Já o BTG chama atenção para o fato de ser o primeiro balanço da empresa a refletir integralmente a segregação da plataforma de aeroportos, vendida ao longo de 2025.

“Por muitos anos criticamos os múltiplos ajustes nos resultados da companhia, que distorciam a leitura do lucro. Agora, esses ajustes trabalham a favor da simplificação”, afirma o banco, ao destacar que os resultados do 4T25 ajudam a tornar a Motiva uma empresa mais fácil de analisar.

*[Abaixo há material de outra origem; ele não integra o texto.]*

PR #3397, opened 2025-10-23
add locale detection

ayushaga14:


libs/utils/src/main/java/com/akto/runtime/RuntimeUtil.java
```diff
@@ -78,5 +82,33 @@ public static boolean isValidVersionToken(String token){
...
+        String[] parts = token.split("-");
+
+        // Check language code (2 or 3 letters)
+        if (parts.length == 1) {
+            // Just language code: "en", "ja"
+            return VALID_LANGUAGE_CODES.contains(parts[0].toLowerCase());
+        } else if (parts.length == 2) {
+            // Language + country: "en-US", "ja-JP"
+            String language = parts[0].toLowerCase();
+            String country = parts[1].toUpperCase();
```
gauravakto, line 104: check if getISOLanguages()) and getISOCountries() also return always in lowe and upper case

gauravakto (dismissed):

libs/utils/src/main/java/com/akto/runtime/RuntimeUtil.java
ayushaga14: yes, checked

PR #3428, opened 2025-10-28
avoid merging if demerging applied before

ayushaga14:


apps/database-abstractor/src/main/java/com/akto/merging/MergingLogic.java
```diff
@@ -33,7 +35,37 @@ public class MergingLogic {
...
+            loggerMaker.infoAndAddToDb("Loaded " + mergedUrls.size() + " demerged URLs", LogDb.DB_ABS);
+        } catch (Exception e) {
+            loggerMaker.errorAndAddToDb("Error loading merged URLs: " + e.getMessage(), LogDb.DB_ABS);
+            mergedUrls = new HashSet<>();
+        }
+    }
+
+    private static boolean isDemergedUrl(URLTemplate urlTemplate, int apiCollectionId) {
+        try {
+            for (MergedUrls mergedUrl : mergedUrls) {
```
gauravakto, line 52: nitpick... create an equals method on MergedUrls?? So we can directly do set.contains() ??

gauravakto (approved):

PR #3456, opened 2025-10-31
remove tryForCollectionName function

ayushaga14:


gauravakto (dismissed):

notshivansh (approved):

libs/dao/src/main/java/com/akto/dto/OriginalHttpRequest.java
```diff
@@ -242,17 +246,60 @@ public static Map<String,List<String>> buildHeadersMap(Map json, String key) {
...
-            values.add(headersFromRequest.get(k).toString());
-            headers.put(k.toString().toLowerCase(),values);
+        if (headersString == null || headersString.isEmpty()) return headers;
+
+        try (JsonParser p = JSON_FACTORY.createParser(headersString)) {
+            // Expect a single JSON object
+            if (p.nextToken() != JsonToken.START_OBJECT) return headers;
+
+            String currentKey = null;
+            while (p.nextToken() != JsonToken.END_OBJECT) {
```
gauravakto, line 257: this is the same alibaba library... if closing } is not found then infinite loop.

Excluindo os efeitos contábeis da operação descontinuada de aeroportos, a receita líquida pro forma (sem obras ou construções) somou R$ 4,3 bilhões, crescimento de 7% em relação ao mesmo período do ano anterior. A margem Ebitda atingiu 63%, um salto relevante frente aos 54% registrados no 4T24, refletindo uma combinação de aumento de tarifas, resiliência do tráfego e disciplina de custos.

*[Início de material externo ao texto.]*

PR #3469, opened 2025-11-03
Add MCP registry status handling and UI components

krngrover94:
- Implemented `McpRegistryUtils` to check MCP server availability in the registry.
- Added `registryStatus` field to `ApiCollection` for tracking registry status.
- Introduced `RegistryBadge` component to display registry status in the UI.
- Updated `AuditData` and `ApiCollections` pages to show registry status using the new badge.
- Enhanced state management in `PersistStore` to include `collectionsRegistryStatusMap` for tracking registry statuses.
- Modified data fetching logic to populate registry status for collections.

### DIFF
--- a/apps/dashboard/src/main/java/com/akto/action/McpRegistryAction.java
+++ b/apps/dashboard/src/main/java/com/akto/action/McpRegistryAction.java
@@ -1,0 +1,187 @@
+package com.akto.action;
+
+import java.util.ArrayList;
+import java.util.HashSet;
+import java.util.List;
+import java.util.Set;
+
+import org.bson.conversions.Bson;
+
+import com.akto.dao.ConfigsDao;
+import com.akto.dao.context.Context;
+import com.akto.dto.Config.ConfigType;
+import com.akto.dto.Config.McpRegistryConfig;
+import com.akto.dto.Config.McpRegistryConfig.McpRegistry;
+import com.mongodb.client.model.Filters;
+import com.mongodb.client.model.Updates;
+
+public class McpRegistryAction extends UserAction {
+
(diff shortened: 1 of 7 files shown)


libs/utils/src/main/java/com/akto/mcp/McpRegistryUtils.java
```diff
@@ -0,0 +1,471 @@
...
+            return false;
+        }
+        
+        try {
+            // Normalize inputs
+            url = url.trim();
+            hostname = hostname.trim();
+            
+            // Remove protocol (http://, https://, etc.)
+            String urlWithoutProtocol = url.replaceFirst("^[a-zA-Z][a-zA-Z0-9+.-]*://", "");
```
Ark2307: use uri instead

libs/utils/src/main/java/com/akto/mcp/McpRegistryUtils.java
```diff
@@ -0,0 +1,471 @@
...
+            JsonNode remotesNode = server.get(JSON_FIELD_REMOTES);
+            if (remotesNode != null && remotesNode.isArray()) {
+                for (JsonNode remote : remotesNode) {
+                    if (remote == null) continue;
+                    
+                    JsonNode urlNode = remote.get(JSON_FIELD_URL);
+                    if (urlNode != null && !urlNode.isNull()) {
+                        String remoteUrl = urlNode.asText();
+                        if (remoteUrl != null && !remoteUrl.isEmpty()) {
+                            if (urlMatchesDomain(remoteUrl, hostname)) {
```
Ark2307: too much nested conditions, make one condition only for true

Rodovias e mobilidade urbana

No segmento de rodovias, a XP destaca que o tráfego total cresceu 2% ano a ano, ou 4% em bases comparáveis, beneficiado pela implementação do sistema free flow (pedágio livre) na Rota Sorocabana e pelo bom desempenho de concessões como RioSP, SPVias e AutoBAn. Ao mesmo tempo, a tarifa média de pedágio avançou 10% na comparação anual, apoiada por reajustes contratuais e reequilíbrios relacionados à pandemia de covid-19.

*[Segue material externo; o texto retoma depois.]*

PR #3483, opened 2025-11-05
Add registry status management for API collections

krngrover94:
- Introduced `registryStatus` field in `DbAction` and `ApiCollection` to track MCP Registry status.
- Implemented `updateApiCollectionRegistryStatus` method in `ClientActor`, `DbActor`, and `DbLayer` for updating registry status.
- Added new action in `struts.xml` for updating API collection registry status.
- Integrated MCP Registry checks in `McpToolsSyncJobExecutor` to update API collections based on registry availability.
- Created `McpRegistryUtils` for handling MCP Registry queries and caching results.

### DIFF
--- a/apps/mini-runtime/src/main/java/com/akto/hybrid_runtime/McpToolsSyncJobExecutor.java
+++ b/apps/mini-runtime/src/main/java/com/akto/hybrid_runtime/McpToolsSyncJobExecutor.java
@@ -14,6 +14,7 @@ import com.akto.dto.traffic.SampleData;
 import com.akto.hybrid_parsers.HttpCallParser;
 import com.akto.log.LoggerMaker;
 import com.akto.log.LoggerMaker.LogDb;
+import com.akto.mcp.McpRegistryUtils;
 import com.akto.mcp.McpSchema;
 import com.akto.mcp.McpSchema.CallToolRequest;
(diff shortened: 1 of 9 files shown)


apps/mini-runtime/src/main/java/com/akto/hybrid_runtime/McpToolsSyncJobExecutor.java
```diff
@@ -64,6 +65,13 @@ public class McpToolsSyncJobExecutor {
     public static final String LOCAL_IP = "127.0.0.1";
     private ServerCapabilities mcpServerCapabilities = null;
 
+    // Configuration for MCP Registry integration
+    private static final String ENV_ENABLE_REGISTRY_CHECK = "ENABLE_MCP_REGISTRY_CHECK";
+    private static final boolean ENABLE_REGISTRY_CHECK_DEFAULT = true;
+    private static final boolean enableRegistryCheck = Boolean.parseBoolean(
+        System.getenv().getOrDefault(ENV_ENABLE_REGISTRY_CHECK, String.valueOf(ENABLE_REGISTRY_CHECK_DEFAULT))
```
Ark2307, line 72: add try catch or normal simple check of value.equals(true) and use boolean so there is no chance of null value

O BTG complementa essa análise ao observar que, mesmo diante de um pano de fundo macroeconômico um pouco mais fraco no Brasil em relação a 2024, o tráfego se mostrou resiliente. Nas rodovias, a receita líquida (ex-construção) cresceu 12% ano a ano, enquanto o Ebitda ajustado do segmento avançou 21%, com expansão de margem de 6,2 pontos porcentuais.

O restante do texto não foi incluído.